The motion vector signal 132 is encoded as follows. For each macroblock, the respective differences between the horizontal and vertical components of the motion vector of that macroblock and those of the motion vector of the immediately preceding macroblock are calculated, and these values are then converted to variable-length code by using a reference code table.
The quantization step size 135, filter processing discrimination signal 133, the prediction function selection signal 134, and any other data which will be necessary at the time of decoding, are encoded in a similar manner to that described above.

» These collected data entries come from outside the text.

PR #223, opened 2026-06-25
feat: enhance token usage resolution for OpenAI and Anthropic compati…

AlapinEnjoyer:
## Description

Cached token usage was not getting tracked for the OpenAI provider, the MR adds a way to recognize the common OpenAI-compatible cached-token fields for custom providers

## Type of Change

- [ ] Documentation update
- [ ] CI / Build / Tooling

## How Has This Been Tested?

Tested with a custom provider run

## Checklist

- [x] I have signed the CLA

### DIFF
--- a/internal/llm/usage_resolver.go
+++ b/internal/llm/usage_resolver.go
@@ -32,9 +32,7 @@ var cacheReadTokensPaths = []string{
 	"data.usage.cache_read_input_tokens",             // wrapped Anthropic-compatible proxy
 	"usage.prompt_tokens_details.cached_tokens",      // OpenAI-compatible providers
 	"data.usage.prompt_tokens_details.cached_tokens", // wrapped OpenAI-compatible providers
-	"usage.prompt_tokens_details.cache_tokens_hit",   // some providers
-	"data.usage.prompt_tokens_details.cache_tokens_hit",
-	"usage.prompt_tokens_details.cache_tokens", // some providers
+	"usage.prompt_tokens_details.cache_tokens",        // Baidu Qianfan (ERNIE)
 	"data.usage.prompt_tokens_details.cache_tokens",
 }
 
@@ -42,8 +40,8 @@ var cacheWriteTokensPaths = []string{
 	"usage.cache_creation_input_tokens",                      // Anthropic / proxy
 	"cache_creation_input_tokens",                            // flat at root
 	"data.usage.cache_creation_input_tokens",                 // wrapped Anthropic-compatible proxy
-	"usage.prompt_tokens_details.cache_creation_tokens",      // OpenAI-compatible providers
-	"data.usage.prompt_tokens_details.cache_creation_tokens", // wrapped OpenAI-compatible providers
+	"usage.prompt_tokens_details.cache_creation_tokens",      // ApexRoute / LLM Gateway — proxy normalization of Anthropic cache_creation_input_tokens
+	"data.usage.prompt_tokens_details.cache_creation_tokens", // wrapped proxy normalization
 }
 
 // anthropicCacheReadPathCount is the number of Anthropic-style cache read paths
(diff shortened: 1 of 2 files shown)


lizhengfeng101 (commented):
Hey @AlapinEnjoyer, thanks for this PR! 🎉 Great catch on the missing `cached_tokens` field — that's the standard OpenAI field name and it's definitely needed. The tests are solid too. A few thoughts below:

---

### 1. Potential double-counting of TotalTokens (pre-existing, not introduced by this PR)

When `total_tokens` is absent from the response, the fallback calculation at [usage_resolver.go:77-79](https://github.com/nicobao/open-code-review/blob/main/internal/llm/usage_resolver.go#L77-L79) does:

```go
ui.TotalTokens = prompt + completion + cacheRead + cacheWrite
```

In OpenAI's semantics, `prompt_tokens` **already includes** `cached_tokens` (cached tokens are a subset of prompt tokens), so the correct total would be `prompt + completion` — adding cache tokens on top double-counts them. In contrast, Anthropic's `input_tokens` **excludes** cache tokens, so the addition is correct there.

The test `TestResolveUsageWrappedCachedTokens` asserts `TotalTokens == 205` (100+20+75+10), which would be a double-count under OpenAI semantics.

This is a pre-existing design choice, not something you introduced — but your PR does make more OpenAI-format responses reach this code path. Might be worth a follow-up to handle the two semantics differently, or at least a comment noting the trade-off. No action needed in this PR if you'd prefer to keep the scope focused.

### 2. Where does `cache_creation_tokens` come from?

The newly added paths:
```
usage.prompt_tokens_details.cache_creation_tokens
data.usage.prompt_tokens_details.cache_creation_tokens
```

This field name isn't part of OpenAI's standard response format (OpenAI doesn't expose cache creation), and it differs from Anthropic's `cache_creation_input_tokens` (which lives at the `usage` top level, not under `prompt_tokens_details`). Could you add a short comment noting which provider or proxy uses this field? It would help future readers understand where it comes from.

### 3. Minor: test idea for path priority

Since `probePath` uses first-match-wins, it might be worth adding a small test where both `cached_tokens` and `cache_read_input_tokens` (or `cache_tokens_hit`) are present in the same response, to verify the expected path takes priority. This would document the intended ordering.

---

Overall this is a solid improvement — the gap in OpenAI cached token tracking was real and this fixes it cleanly. Nice work on the test coverage too! 👍

lizhengfeng101 (commented):
Thanks for the update — the `probePathIndex` approach and the new tests look solid. One concern about scope:

### `cache_tokens` / `cache_tokens_hit` are not part of either standard

The two established protocols for cache token reporting are:

| Protocol | Cache read field | Location |
|----------|-----------------|----------|
| **Anthropic** | `cache_read_input_tokens` | top-level under `usage` |
| **OpenAI** | `cached_tokens` | under `usage.prompt_tokens_details` |

`cache_tokens` (attributed to Baidu Qianfan) and the previously existing `cache_tokens_hit` are neither OpenAI nor Anthropic standard — they're provider-specific non-standard field names. If we start adding paths for every provider's custom naming, this list will grow unboundedly.

I'd suggest:
1. **Remove** the `cache_tokens` and `data.usage.prompt_tokens_details.cache_tokens` paths (and the already-removed `cache_tokens_hit` should stay removed).
2. **Keep only** the two standard protocols: Anthropic-style (`cache_read_input_tokens`) and OpenAI-style (`cached_tokens`), plus their `data.usage.*` wrapped variants.
3. Providers using non-standard field names should handle the mapping on their proxy/adapter side, not in OCR.

This also simplifies the `anthropicCacheReadPathCount` / `anthropicCacheWritePathCount` bookkeeping since there would be fewer paths to track.

lizhengfeng101 (approved):
LGTM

The various code data thus obtained can be combined in transmission frame format in accordance with CCITT Recommendation H.221 (entitled "Frame Structure for a 64 kbit/s Channel in Audiovisual Teleservices", Melbourne, 1988) , as the bit stream 136. The transmission frames, produced at irregular timings, are temporarily held in the buffer memory section 110 before being outputted to the transmission path via the output terminal 139 in order to output the data at a fixed bit rate, as the bit stream 138. The number of bits which currently are being held in the buffer memory section 110 is outputted therefrom as the residual code quantity 137
A prior art apparatus of the type described hereinabove has the following disadvantage. The quantization step size is determined only by the current value of the residual code quantity 137 in the output buffer, i.e. the step size is varied, from block to block, such as to ensure that a constant bit rate will be obtained for the encoded data stream. In addition, in order to make the bit rate of the encoded data as low as possible, the average value of the step size must be made as large as possible, consistent with acceptable picture quality being obtained from the resultant decoded video signal. However it is found that a specific type of noise occurs in the displayed picture that is obtained from such a system, when the step size of a specific region is made large. Within each region of the picture which is visually smooth in texture (i.e. each region within which the luminance and chrominance values of the video signal are relatively constant) and which adjoins a region within which abrupt variations in the picture occur, or which adjoins a region which differs greatly from it in luminance and/or chrominance, a specific type of noise (known as "mosquito noise" and appearing as spurious patterns in the displayed picture) is produced at the boundary between the regions. The noise pattern is made clearly visible within the region of substantially smooth texture, and so is highly conspicuous. Such a problem occurs due to the fact that the Discrete Cosine Transform operation, being a transform into the frequency domain, produces transform coefficients which are low in amplitude for the case of high-frequency components of the signal that is operated on, so that these high-frequency components may be eliminated if the quantization step size is large. That results in overshoot or undershoot effects occurring in those parts of the resultant decoded video signal which correspond to the aforementioned boundaries.
The problem is basically due to the method of setting the quantization step size in such a prior art encoding apparatus, whereby the step size is only controlled such as to stabilize the bit rate of the outputted code data, with no consideration given to the visual effects which may occur in the aforementioned blocks which are situated on boundaries between different regions.